Compil’ Veille juridique 2019

SUP’

Recrutement

Un président d’université ne peut pas s’opposer à la poursuite du recrutement d’un enseignant-chercheur dès lors que le conseil d’administration a émis un avis favorable.

Un maître de conférences s’était porté candidat à un concours de recrutement ouvert par l’Institut national des sciences appliquées (INSA) de Lyon pour pourvoir un emploi de professeur des universités au sein du département où il exerçait. Le comité de sélection en charge du recrutement l’avait classé premier sur la liste des candidats. Cependant, alors qu’un avis favorable avait été porté sur cette liste par le conseil d’administration de l’INSA, le directeur de cet établissement a interrompu la procédure de recrutement et a déclaré le concours infructueux, invoquant une délibération irrégulière du comité de sélection. Le Conseil d’Etat annule la décision du directeur en statuant que : « s’il est toujours loisible au président de l’université, ou au directeur de l’établissement, lorsqu’il estime la procédure de recrutement d’un enseignant-chercheur irrégulière, de demander au conseil d’administration de délibérer à nouveau sur l’avis motivé du comité de sélection ou de faire part de ses observations sur la procédure au ministre chargé de l’enseignement supérieur à l’occasion de la transmission du nom du candidat ou de la liste arrêtée par le comité de sélection, aucune disposition ni aucun principe ne l’investit du pouvoir de ne pas donner suite à une procédure de recrutement d’un enseignant-chercheur lorsque le conseil d’administration a émis un avis favorable ». Cette possibilité a existé (article L. 952-6-1 du code de l’éducation, dans sa rédaction issue de la loi du 10 août 2007). Cependant, cette disposition, supprimée par la loi du 22 juillet 2013 relative à l’ESR, ne s’applique plus. Conseil d’Etat, 18 septembre 2019, n° 422962.
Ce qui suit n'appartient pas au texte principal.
PR #5562, opened 2025-11-10
[stdlib] Add support for the mapping protocol to Python interop

winding-lines:
Currently if you define a `__getitem__` method and export the struct to Python you can call the 
given method but you cannot use []. That's because the methods of the Mapping protocol need 
to be plumbed through special `tp_slots` in the type definition.

This PR proposes an approach for how this could be done. I am not familiar with current and future
directions of the Python Interop design. There are many of these type slots here:
https://github.com/python/cpython/blob/main/Include/typeslots.h. The design should accommodate
all those.

Feedback appreciated.

### DIFF
--- a/mojo/integration-test/python-extension-modules/basic-columnar/mojo_module.mojo
+++ b/mojo/integration-test/python-extension-modules/basic-columnar/mojo_module.mojo
@@ -13,13 +13,14 @@
 
 from os import abort
 
-from memory import UnsafePointer, alloc
-from utils import IndexList
+from memory import UnsafePointer
+from utils import IndexList, Variant
 from python import Python, PythonObject
-from python._cpython import PyObjectPtr, Py_LT, Py_GT
+from python._cpython import RichCompareOps
 from python.bindings import (
     PythonModuleBuilder,
     PyTypeObjectSlot,
+    NotImplementedError,
 )
 
 comptime Coord1DColumn = List[Float64]
@@ -56,6 +57,9 @@ struct DataFrame(Defaultable, Movable, Representable):
     var pos_x: Coord1DColumn
     var pos_y: Coord1DColumn
 
+    #: Track the number of method calls for debugging purposes.
+    var call_counts: Dict[String, Int]
+
     # The bounding box area that contains all points.
     var _bounding_box_area: Float64
 
@@ -64,6 +68,7 @@ struct DataFrame(Defaultable, Movable, Representable):
         self.pos_x = []
         self.pos_y = []
         self._bounding_box_area = 0
+        self.call_counts = {}
 
     fn __init__(
         out self,
@@ -73,6 +78,7 @@ struct DataFrame(Defaultable, Movable, Representable):
         self._bounding_box_area = _compute_bounding_box_area(x, y)
         self.pos_x = x^
         self.pos_y = y^
+        self.call_counts = {}
 
     @staticmethod
     fn _get_self_ptr(
@@ -90,6 +96,15 @@ struct DataFrame(Defaultable, Movable, Representable):
                     e,
                 )
             )
+
+    @staticmethod
+    fn get_call_count(
+        py_self: PythonObject, name: PythonObject
+    ) raises -> PythonObject:
+        """Return the number of times the method was called, just for debugging purposes.
+        """
+        var self_ptr = Self._get_self_ptr(py_self)
+        return self_ptr[].call_counts.get(String(py=name), 0)
 
     @staticmethod
     fn with_columns(
@@ -125,20 +140,33 @@ struct DataFrame(Defaultable, Movable, Representable):
         """For __getitem__ we will return a row of the DataFrame."""
         var self_ptr = Self._get_self_ptr(py_self)
         var index_mojo = Int(py=index)
+        var length = len(self_ptr[].pos_x)
+        if index_mojo < 0 or index_mojo >= length:
+            raise Error("index out of range")
         return Python().tuple(
             self_ptr[].pos_x[index_mojo], self_ptr[].pos_y[index_mojo]
         )
 
     @staticmethod
     fn py__setitem__(
-        py_self: PythonObject, index: PythonObject, value: PythonObject
+        py_self: PythonObject,
+        index: PythonObject,
+        value: Variant[PythonObject, Int],
     ) raises -> None:
         """For __setitem__ we set the x and y values at the given index."""
         var self_ptr = Self._get_self_ptr(py_self)
         var index_mojo = Int(py=index)
-        # Expect value to be a tuple of (x, y)
-        self_ptr[].pos_x[index_mojo] = Float64(py=value[0])
-        self_ptr[].pos_y[index_mojo] = Float64(py=value[1])
+        var length = len(self_ptr[].pos_x)
+        if index_mojo < 0 or index_mojo >= length:
+            raise Error("index out of range")
+        if value.isa[PythonObject]():
+            # Expect value to be a tuple of (x, y) to be saved at index.
+            self_ptr[].pos_x[index_mojo] = Float64(py=value[PythonObject][0])
+            self_ptr[].pos_y[index_mojo] = Float64(py=value[PythonObject][1])
+        else:
+            # Delete the index.
+            _ = self_ptr[].pos_x.pop(index_mojo)
+            _ = self_ptr[].pos_y.pop(index_mojo)
 
     fn __repr__(self) -> String:
         return String("DataFrame( length=", len(self.pos_x), ")")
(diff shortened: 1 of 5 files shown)


winding-lines:
I changed the direction based on the feedback at the December Meetup @ConnorGray. Let me know what are the next changes :)

soraros:
@winding-lines Sorry for the very long delay. I will take a look this Saturday.

soraros:
Can/should we put this feature into an extension? I know that we currently split `CPython` into different file, but we could start with this one. WDYT? @laszlokindrat @ConnorGray

winding-lines:
There are many more typeslots to connect, over 20, so anything that can scale is great.

JoeLoser:
Thanks for this contribution! Adding mapping protocol support is a valuable addition to the Python interop story.

I've left some inline comments on specific areas. The main items to address:

1. Several docstrings incorrectly say "needs to be tp_richcompare" for non-richcompare slots
2. The `_mp_ass_subscript_wrapper` doesn't handle the NULL value case for `__delitem__`
3. The example's `rich_compare` returns `False` for unsupported ops instead of `NotImplemented`

Happy to discuss any of these!

mojo/stdlib/std/python/bindings.mojo
```diff
@@ -902,6 +1142,113 @@ struct PythonTypeBuilder(Copyable):
...
+                length of the container.
+            slot: The Python type slot to define, needs to be tp_richcompare.
+
+        Returns:
+            A reference to self for easier chaining.
+
+        References:
+        - https://docs.python.org/3/c-api/typeobj.html#c.PyMappingMethods.mp_length .
+        """
+
```
JoeLoser, line 1236:
```suggestion
            slot: The Python type slot to define, must be `mp_length`.
```

mojo/stdlib/std/python/bindings.mojo
```diff
@@ -902,6 +1142,113 @@ struct PythonTypeBuilder(Copyable):
...
+                will be None.
+            slot: The Python type slot to define, needs to be tp_richcompare.
+
+        Returns:
+            A reference to self for easier chaining.
+
+        References:
+        - https://docs.python.org/3/c-api/typeobj.html#c.PyMappingMethods.mp_ass_subscript .
+        """
+
```
JoeLoser, line 1267:
```suggestion
            slot: The Python type slot to define, must be `mp_setitem`.
```

mojo/stdlib/std/python/bindings.mojo
```diff
@@ -902,6 +1142,113 @@ struct PythonTypeBuilder(Copyable):
...
+        Returns:
+            A reference to self for easier chaining.
+
+        References:
+        - https://docs.python.org/3/c-api/typeobj.html#c.PyMappingMethods.mp_subscript .
+        """
+
+        self._insert_slot(
+            PyType_Slot.mp_subscript(_mp_subscript_wrapper[method])
```
JoeLoser, line 1296:
```suggestion
            slot: The Python type slot to define, must be `mp_getitem`.
```

mojo/stdlib/std/python/bindings.mojo
```diff
@@ -224,6 +225,245 @@ fn _tp_repr_wrapper[T: Representable](py_self: PyObjectPtr) -> PyObjectPtr:
...
+    When value is NULL, this indicates a deletion (__delitem__). Otherwise, it's an
+    assignment (__setitem__).
+
+    Parameters:
+        method: The user's method that takes self, key, and value.
+
+    Args:
+        py_self: Pointer to the Python object (the container).
+        key: Pointer to the Python object used as the subscript key.
+        value: Pointer to the value to set, or NULL for deletion.
```
JoeLoser, line 437: The docstring mentions that `value` being NULL indicates deletion (`__delitem__`), but this code unconditionally creates a `PythonObject` from the borrowed pointer. If `value` is NULL (when Python calls `del obj[key]`), this could cause issues.

Consider either:
1. Adding a check for `value.is_null()` and handling deletion separately
2. Documenting that `__delitem__` is not supported by this wrapper
3. Providing a separate wrapper or signature for deletion support

mojo/integration-test/python-extension-modules/basic-columnar/mojo_module.mojo
```diff
@@ -0,0 +1,184 @@
...
+        var self_df = Self._get_self_ptr(self_ptr)
+        var other_df = Self._get_self_ptr(other)
+        if op == Py_LT:
+            return self_df[]._bounding_box_area < other_df[]._bounding_box_area
+        elif op == Py_GT:
+            return self_df[]._bounding_box_area > other_df[]._bounding_box_area
+        # For other comparisons, return False
+        return False
+
+
```
JoeLoser, line 198: Returning `False` for unsupported comparison operations is incorrect behavior. Python's comparison protocol expects `NotImplemented` to be returned so the interpreter can try the reflected operation on the other operand.

For example, `a == b` where `a.__eq__(b)` returns `NotImplemented` will then try `b.__eq__(a)`.

Since users will likely use this as a template, consider either:
1. Implementing all comparison ops
2. Returning `NotImplemented` (may need support in the wrapper)
3. Adding a comment explaining this is a limitation of the example

mojo/integration-test/python-extension-modules/basic-columnar/mojo_module.mojo
```diff
@@ -0,0 +1,184 @@
...
+# limitations under the License.
+# ===----------------------------------------------------------------------=== #
+
+from os import abort
+
+from memory import UnsafePointer, alloc
+from utils import IndexList
+from python import Python, PythonObject
+from python._cpython import PyObjectPtr, Py_LT, Py_GT
+from python.bindings import (
```
JoeLoser: Nit: `PyObjectPtr` is imported but not used in this file.

mojo/stdlib/std/python/_cpython.mojo
```diff
@@ -407,11 +429,15 @@ struct PyType_Spec:
 
 
 # https://github.com/python/cpython/blob/main/Include/typeslots.h
+comptime Py_mp_setitem = 3
```
JoeLoser: These constants are also defined as magic numbers in `PyTypeObjectSlot` in `bindings.mojo`. Consider having `PyTypeObjectSlot` reference these constants to avoid duplication:

```mojo
comptime mp_length = PyTypeObjectSlot(Py_mp_length)
```

soraros: And maybe we should type them

mojo/stdlib/std/python/bindings.mojo
```diff
@@ -902,6 +1142,113 @@ struct PythonTypeBuilder(Copyable):
             _py_function_wrapper[method, is_method=True](), static_method=False
         ](method_name, docstring)
 
+    fn def_method[
+        method: fn (PythonObject, PythonObject, Int) raises -> Bool,
+        slot: PyTypeObjectSlot,
+    ](mut self: Self,) -> ref [self] Self where slot.is_tp_richcompare():
```
soraros: Actually, I don't quite understand this API design. Why do don't we simply call the method `def_richcompare` and remove the type tag? Or if we want to keep the tag, we could make the "payload" a parameter, so the `where` clause is not necessary.

That said, `where` clause with a enum is a really interesting pattern.

mojo/stdlib/std/python/bindings.mojo
winding-lines: done

mojo/stdlib/std/python/bindings.mojo
winding-lines: done

mojo/stdlib/std/python/bindings.mojo
winding-lines: done

mojo/stdlib/std/python/bindings.mojo
winding-lines: I used a Variant to support __delitem__

mojo/integration-test/python-extension-modules/basic-columnar/mojo_module.mojo
winding-lines: Fixed to support NotImplemented and use in the example. According to the docs exceptions are very cheap in Mojo so I went down that route. Happy to implement a different design if you prefer.

mojo/stdlib/std/python/bindings.mojo
winding-lines: Agree, there are 2 design patterns for the API. Do we want one method name with type tags or do we want multiple and more specific method names. 

Like you said, the fact that the where clause worked was pretty cool and it's simpler to  have a small number of functions, so in this PR I went for that approach. Easy to change if the team prefers the second approach.

winding-lines:
@JoeLoser and @soraros  many thanks for the reviews 🙇 

I believe I've addressed the feedback and ready for another pass when you have some time.

mojo/integration-test/python-extension-modules/basic-columnar/mojo_module.mojo
winding-lines: Removed, thanks!

soraros:
@winding-lines I asked Joe offline, and it seems the extensions aren't ready to be used yet—so scratch that.

winding-lines:
Note: I am taking a different approach to this problem in [pontoneer](https://github.com/winding-lines/pontoneer)

winding-lines:
This is replaced by https://github.com/modular/modular/pull/6453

Détachement – Intégration nouveau corps

Conseil académique, demande d’intégration, l’appréciation souveraine, non susceptible d’être discutée au contentieux.

Un administrateur de l’INSEE détaché dans le corps des professeurs des universités avait sollicité, à la suite de sa qualification à ces fonctions, son intégration dans ce même corps. Le président de son université d’accueil l’avait informé, par un premier courrier, que le conseil académique réuni en formation restreinte avait émis un avis défavorable à son intégration et qu’il continuait d’être placé en position de détachement. Après le rejet de son recours gracieux, l’intéressé demandait l’annulation de cette dernière décision. Le tribunal administratif a d’abord rappelé qu’il résulte des dispositions de l'article 58-4 du décret n° 84-431 du 6 juin 1984 (dispositions statutaires communes applicables aux enseignants-chercheurs et portant statut particulier du corps des professeurs des universités et du corps des maîtres de conférence) et du IV de l’article L. 712-6-1 du code de l’éducation que « l’intégration des fonctionnaires détachés dans le corps des professeurs d’université étant subordonnée à l’avis favorable du conseil académique, un avis défavorable du conseil académique mettant un terme à une demande d’intégration dans le corps des professeurs d’université d’un fonctionnaire détaché dans ce corps a un caractère décisoire ». Le tribunal a également rappelé le principe selon lequel l’appréciation souveraine portée par le conseil académique, réuni en formation restreinte, sur les mérites scientifiques et pédagogiques d’un fonctionnaire qui, placé en position de détachement en qualité de professeur des universités, demande à être intégré dans ce corps n’est pas susceptible d’être discutée au contentieux. T.A. Pau, 18 juin 2018, n° 1700964

Enseignants-chercheurs, rapprochement de conjoints, avis du conseil académique.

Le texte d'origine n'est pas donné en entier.